The distance calculation unit 37A takes in the above data and detects the zero-sequence current ΔI of the power transmitting end A, the zero-sequence current ΔI' of the power receiving end B, and the zero-sequence current ΔI'' of the power receiving end B. Then, The well-known formulas (1), (2), and (3) already shown
The distance from either end A, B or C to the failure point is calculated numerically based on the formula. In this case, when a ground fault occurs, A
Even if the current data at one end is missing, the zero-sequence difference current at the A end can be restored based on the zero-sequence voltage data and zero-sequence current data measured at the other end, so there is no problem in calculating the distance. I won't give anything.

Therefore, current transformers CT1A and CT2A, transformer 4A, input section 31A,
It is also possible to omit the sample and hold circuit 32A and A/D converter 33A from the beginning. Note that high speed and high reliability are required for data transmission between the failure point calculation device 3A, measurement device 3B, and measurement device 3C. Therefore, it is preferable to use, for example, the PCM transmission method as the data transmission method, and to use a communication path with a large capacity. In particular, if the data sampling synchronization is not accurately achieved, errors will occur in the calculation results, so the so-called S
P-synchronization control technology (a technology that sends a signal back and forth between the transmitter 13 and receiver 12, measures the time taken for the round trip, and corrects the sampling time difference. Mitsubishi Electric Technical Report Vol. 63,
No. 8, 1989, p. p. 27-31) is preferable.

It should be noted that the present invention is not limited to the above-mentioned embodiments. For example, transmitters may be installed at the power transmitting end A and power receiving ends B and C to transmit data, and power can also be received from the power transmitting end A. Failure point calculation device 3A is located far away from ends B and C.
It is also possible to install Various other changes may be made without departing from the gist of the present invention.

[0026]

As described above, according to the present invention, when current data at the power transmission end is missing, the missing data can be restored by using the measured data of the current and voltage at the other end. Therefore, since it is possible to determine where the ground fault point is located, it is possible to search for the fault point with less effort.

[Brief explanation of drawings]

[Fig. 1] Three terminal parallel 2 terminals for explaining the principle of the present invention.
It is a circuit diagram of a line power transmission line.

FIG. 2 is a diagram showing a fault point calculation device that implements a fault point locating method in a three-terminal parallel two-circuit power transmission line.

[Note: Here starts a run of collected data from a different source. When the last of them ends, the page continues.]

Issue #123, opened 2021-05-17
add [API_KEY] template in `agencies.yml`


hunterowens:
We should create a secrets file that contains the API key for the agencies compose of API keys

ie, 

`secrets.yml`
```
api_key:
  itp_id: 7
  rt_key: {SOME_KEY}
  schedule_key: {SOME_KEY}
```

and then add logic in the `agencies.yml` to handle it using templating. Jinja might be useful here but curious for thoughts @lottspot @machow @e-lo

hunterowens:
I've also used `git-crypt` to allow you to have the file stored inside git and versioned for public repos, works pretty nicely.

thekaveman:
`git-crypt` is a great tool, but the repo is unusable locally for anyone that doesn't have it installed on their system. Can be somewhat of a barrier for interacting with the non-sensitive areas of the repo.

machow:
I've heard good things about git-crypt, but haven't used it. @hunterowens are you thinking something like this?

* jinja templating the agencies.yml, to fill in API keys
* a separate, encrypted file with the keys themselves

What happens if someone without git crypt tries to clone the repo? (guessing they just see the file as encrypted?). If that's the case, seems okay with me!

hunterowens:
going the inject at runtime approach via "secret spreadsheet or file". @machow to document / approach

machow:
Here's a quick proposal for the secret spreadsheet approach. Happy to tweak!

### Proposal

* we keep a spreadsheet with 2 columns: api_name, api_token.
  - e.g. api_name might be AC_TRANSIT, api_key might be `2512B81107A09D2DC44895CDDC650D47`.
* in agencies.yml, people can include api keys into URLs using `{{API_KEY}}`
  - e.g. `https://api.actransit.org/transit/gtfs/download?token={{AC_TRANSIT}}`
* in the data pipeline, we will...
  - download keys before downloading feed data, and save them in our bucket
  - when downloading feeds: render each url with the secrets included as jinja context

hunterowens:
Thanks! I think that also makes, let me know what you think about the
approach I took in the PR I opened.

hunterowens:
this is done!

PR #144, opened 2021-06-07
Use Templates rather than API keys in agencies.yml

hunterowens:
This PR adds `{{ api_key }}` rather than storing API keys in the public file. 

Currently, API keys are stored in a google sheet on the team drive inside the Juniper folder. 

the schema of the sheet is as follows: 

| calitp_id | api_key | url_number_schedule | url_number_rt | 
| --------- | ------- | ------------------- | ------------- |
| the ITP id | the API key to be used | which schedule URL this confirms to. if null, no schedule URL requires this API key | the RT number URL, same as before | 

Logic will need to implemented in both the loaders to use. I think you can just process this using jinja templating?

### DIFF
--- a/airflow/data/agencies.yml
+++ b/airflow/data/agencies.yml
@@ -1,14 +1,14 @@
 ac-transit:
   agency_name: AC Transit
   gtfs_schedule_url:
-    - https://api.actransit.org/transit/gtfs/download?token=2512B81107A09D2DC44895CDDC650D47
+    - https://api.actransit.org/transit/gtfs/download?token={{ api_key }}
   gtfs_rt_urls:
     vehicle_positions:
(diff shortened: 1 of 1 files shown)


hunterowens:
tagging @lottspot and @machow for your thoughts. 

Also, @mcplanner, once this lands we should be unblocked on adding more RT urls to the list.

machow:
@hunterowens the one place I'm wondering about is this feed, which uses separate tokens for different RT feeds:

https://github.com/cal-itp/data-infra/pull/144/files#diff-504fdf3d4b2c7b3ed2d908d6440733807cf977552333d6140bae36cf5488924eL309-L313

Is this a case where we could use the same key?

machow:
Linking this PR to #123

hunterowens:
@machow the original different keys is is a result of an excel error, I think. All 511 feeds and such should use the same secret key.

hunterowens:
closed in favor of #172

PR #155, opened 2021-06-09
GTFS-RT Data Archiving

### LINKED ISSUE #38: Setup Storage and Archiving of GTFS-RT data
once we complete #26, we need to begin the path of capturing all the GTFS-RT data in the state. 

Caltrans' GTFS guidelines suggest that we expect updates to GTFS-RT feed at least every 20 seconds, so I recommend a 20 second sample rate and archive on all the feeds.

Each [GTFS-RT Feed](https://developers.google.com/transit/gtfs-realtime) should contain the following elements. 
* Vehicle Positions 
* Trip Updates
* Alerts 

Some prior work in GTFS-RT processing can be found in @unreasonableman's [GTFU](https://github.com/cal-itp/gtfu) and the [following notebook](https://github.com/cal-itp/notebooks/blob/main/notebooks/gtfs-rt-performance.ipynb). 

Essentially, what I think we want to do is setup a cloud function or similar to do the following procedure on a schedule. It might make sense to overlap these triggers, but essentially each minute, you watch a feed for a minute (or more). credit to @thekaveman for the idea. 

```python
for agency in agencies: 
  download_gtfs_rt_and_save_to_gcs_with_timestamp(agency)
  sleep(20)
  download_gtfs_rt_and_save_to_gcs_with_timestamp(agency)
  sleep(20)
  download_gtfs_rt_and_save_to_gcs_with_timestamp(agency)

def   download_gtfs_rt_and_save_to_gcs_with_timestamp(agency):
  # snapshot function for an agency gcs bridge 
  r = requests.get(vehicle_pos)
  data  = process_into_compressed_parquet(r.data)
  save_to_gcs(data, timestamp=now()) 
```

Constraints: Every GTFS-RT feed is stateless, ie, we cannot go back in time. This makes using an airflow job to monitor them unappealing, as it means you need 100% uptime. Perhaps a set of long running overlapping tasks would work, but I kinda think we should outsource this to the high availability of lambda / cloud functions /etc

lottspot:
Resolves #38

### DIFF
--- a/.pre-commit-config.yaml
+++ b/.pre-commit-config.yaml
@@ -18,5 +18,5 @@ repos:
     rev: 1.7.0
     hooks:
       - id: bandit
-        args: ["-ll", "--skip=B108,B608"]
+        args: ["-ll", "--skip=B108,B608,B310"]
         files: .py$
--- a/docs/services/gtfs-rt-archive.md
+++ b/docs/services/gtfs-rt-archive.md
@@ -1,0 +1,11 @@
+# gtfs-rt-archive
+
+## Get gcp bucket access token
+
+This method is suitable for testing
+
+```
+gcloud auth print-access-token
+```
+
+For production service account tokens, see [cloud storage docs](https://cloud.google.com/storage/docs/authentication)
--- a/docs/services/gtfs-rt-archive.md
+++ b/docs/services/gtfs-rt-archive.md
@@ -1,11 +1,31 @@
 # gtfs-rt-archive
 
-## Get gcp bucket access token
+## Quickstart
 
-This method is suitable for testing
+See dependencies section below for details on prerequisites
 
-```bash
-gcloud auth print-access-token
+```
+export CALITP_LOG_LEVEL=debug
+export CALITP_DATA_DEST=gs://gtfs-data/rt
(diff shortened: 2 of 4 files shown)


machow:
Nice! I've submitted a PR for the updated agencies.yml format in #157. From the pipeline side, I'm guessing the two big cases will be...

* how does it handle updates to agencies.yml?
  - (note that this file gets pushed to a bucket when we merge into master, which is used by the pipeline, but the rt extraction could do w/e it wants for updating)
* how does it handle updates to `gtfs-rt-archive.py`?

hunterowens:
Awesome! One additional question to add - 

How does it support handling changes to the raw protobuf file? My understanding of PB is that you need to read it with a schema, so given version changes in the pb schema, should we be saving to a more appropriate archival format? (ie, avro or parquet)?

hunterowens:
This PR is probably ready to merge?

lottspot:
This should be good to merge, pending a review

machow:
Let's review at Jarvus sync at 11am, since it'd help me to hear a bit about deployment / re-deployment

machow (approved):
LGTM--thanks for adding local instructions for running the script. I wonder if down the road if we want to pin requirements for deterministic builds. But tbh the requirements are so few / well-maintained libs that it seems like it may not be an issue.

PR #156, opened 2021-06-09
views: fix service_daily related tables

machow:
Main issues were..

* gtfs_schedule_service_daily needed to take into account calendar start_date and end_date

FIG. 3 is a circuit diagram of a general three-terminal parallel two-circuit power transmission line.

[Explanation of symbols]

1L, 2L 3-terminal parallel 2-circuit power transmission line 3A Fault point calculation device 3B, 3C Measuring device 35A Data restoration section 37A Distance calculation section 4A, 4B, 4C Transformer A, B, C Transmission end CT1A, CT2A Current transformer CT1B, CT2B Current transformer CT1C, CT2C Current transformer

Claims (1)

[Claims] Claim 1: Single-line ground fault in a resistance-grounded three-terminal parallel two-circuit power transmission line that has one resistance-grounded power transmission end and the other two ends connected to a load or a power source without neutral point grounding. In the method of locating the fault point, if current data at the transmission end is missing, the zero-sequence difference current ΔI0' at the other two ends
and ΔI0 ″, and the zero-sequence voltage V0 ′ or V0 ″ at either other end, and using the ratio k of the zero-sequence fault current to the zero-sequence voltage rating at the time of a complete earth fault of the transmission line, Formula ΔI
Based on 0 = k | V0 ′ | − ΔI0 ′ − ΔI0 ″ or ΔI0 = k | Zero-sequence difference current ΔI0, ΔI0'
and ΔI0″ to locate the ground fault point.